(Dataset entries)
● ● ● ● ●

Issue #497, opened 2022-01-19
[Chore]: Backfill tests for `/v3/organizations`


georgethebeatle:
### Background

We need to backfill tests for this endpoint

### Action to take

- `When` I DELETE /v3/organizations/some-org `It` the org namespace is deleted
- `When` an nonexistent org is deleted `It` returns a NotFound error

PR #670, opened 2022-02-15
Backfill org tests

### LINKED ISSUE #615: [Bug]: Admin user lacks rights to delete orgs and spaces
### What happened?

With RBAC enabled, I cannot delete orgs or spaces through the cf API

```bash
$ cf delete-org 03
Really delete the org 03, including its spaces, apps, service instances, routes, private domains and space-scoped service brokers? [yN]: y
Deleting org 03 as admin...
You are not authorized to perform the requested action
```

### What you expected to happen

I should be able to delete a space or org that I just created.

### Acceptance Criteria

GIVEN a newly installed CF, with `authEnabled: true` and an org created by `admin` with `cf create-org o`
WHEN I delete the org as `admin` with `cf delete-org o`
THEN I see that the org is deleted and I do not get an error response.

### How to reproduce it (as minimally and precisely as possible)

Follow the acceptance steps above

### Anything else we need to know?

I suspect this is just a missing permission in the cf_admin role [here](https://github.com/cloudfoundry/cf-k8s-controllers/blob/main/controllers/config/cf_roles/cf_admin.yaml#L92-L93)

Adding `delete` and `get` fixes this issue. I am not sure yet if `get` is even necessary.

### Environment

Revision of codebase: [be5ea65](https://github.com/cloudfoundry/cf-k8s-controllers/commit/be5ea6580bb929baca7d4cae7722520e04c5d46a)
Kubernetes version (use `kubectl version`): 1.21
Cloud provider or hardware configuration: kind
Others: `authEnabled: true`

kieron-dev:
#497 

## What is this change about?
Add acceptance tests to cover org deletion and the recently fixed #615 

This also added a gomega matcher for resty response headers used in the new acceptance test.

While checking the error case, it seemed better to assert against a `cfErr` object, so the other acceptance tests have been modified to use this more concise pattern.

The delete org method in the org repo has been modified to remove the redundant authEnabled check, which is already performed in `main()`, and the repo tests adjusted to reflect the fact that only cf admin users can delete orgs. The cf org manager role has not yet been implemented, so space deletion is also restricted to cf admin users.

No

## Acceptance Steps
Green CI

@cloudfoundry/cf-k8s


davewalter (approved):
Thanks for taking the time to clean this up.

● ● ● ● ●

** PROMPT **
Reproduce exactly the entries above, limited to the lines from the one with "GIVEN a newly" through the one with "### Anything else we need to know?", both included.

** RESPONSE **
GIVEN a newly installed CF, with `authEnabled: true` and an org created by `admin` with `cf create-org o`
WHEN I delete the org as `admin` with `cf delete-org o`
THEN I see that the org is deleted and I do not get an error response.

### How to reproduce it (as minimally and precisely as possible)

Follow the acceptance steps above

### Anything else we need to know?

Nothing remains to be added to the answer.